═════ Records supplied ═════

PR #732, opened 2016-12-12
[EAGLE-837] Stream definition change does not reflect in AlertBolt

garrettlish:
Stream definition change only trigger router bolt & publisher update, we don't update corresponding alert bolt stream definition references. It will cause alert bolt still use old stream definition references, it could produce array index out of bound exception.

### DIFF
--- a/eagle-core/eagle-alert-parent/eagle-alert/alert-engine/src/test/java/org/apache/eagle/alert/engine/router/TestAlertBolt.java
+++ b/eagle-core/eagle-alert-parent/eagle-alert/alert-engine/src/test/java/org/apache/eagle/alert/engine/router/TestAlertBolt.java
@@ -46,6 +46,8 @@ import org.apache.eagle.common.DateTimeUtil;
 import org.junit.Assert;
 import org.junit.Ignore;
 import org.junit.Test;
+import org.slf4j.Logger;
+import org.slf4j.LoggerFactory;
 
 import java.io.IOException;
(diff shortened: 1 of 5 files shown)


eagle-core/eagle-alert-parent/eagle-alert/alert-engine/src/test/java/org/apache/eagle/alert/engine/router/TestAlertBolt.java
```diff
@@ -443,6 +447,83 @@ public void reportError(Throwable error) {
...
+        sdTest.setDescription("update the stream");
+        bolt.onAlertBoltSpecChange(boltSpecs, sds);
+        
+        LOG.info("No any change");
+        sds = new HashMap();
+        sdTest = new StreamDefinition();
+        sdTest.setStreamId(TEST_STREAM);
+        sds.put(sdTest.getStreamId(), sdTest);
+        sdTest.setDescription("update the stream");
+        bolt.onAlertBoltSpecChange(boltSpecs, sds);
```
wujinhu: It seems some tests have no asserts, does it ok?

garrettlish: asserts updated in https://github.com/apache/incubator-eagle/pull/738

═════

_Work task_: Scan the data above and copy every line with "garrettlish" in it.

_Response for this exercise_:
garrettlish:
garrettlish: asserts updated in https://github.com/apache/incubator-eagle/pull/738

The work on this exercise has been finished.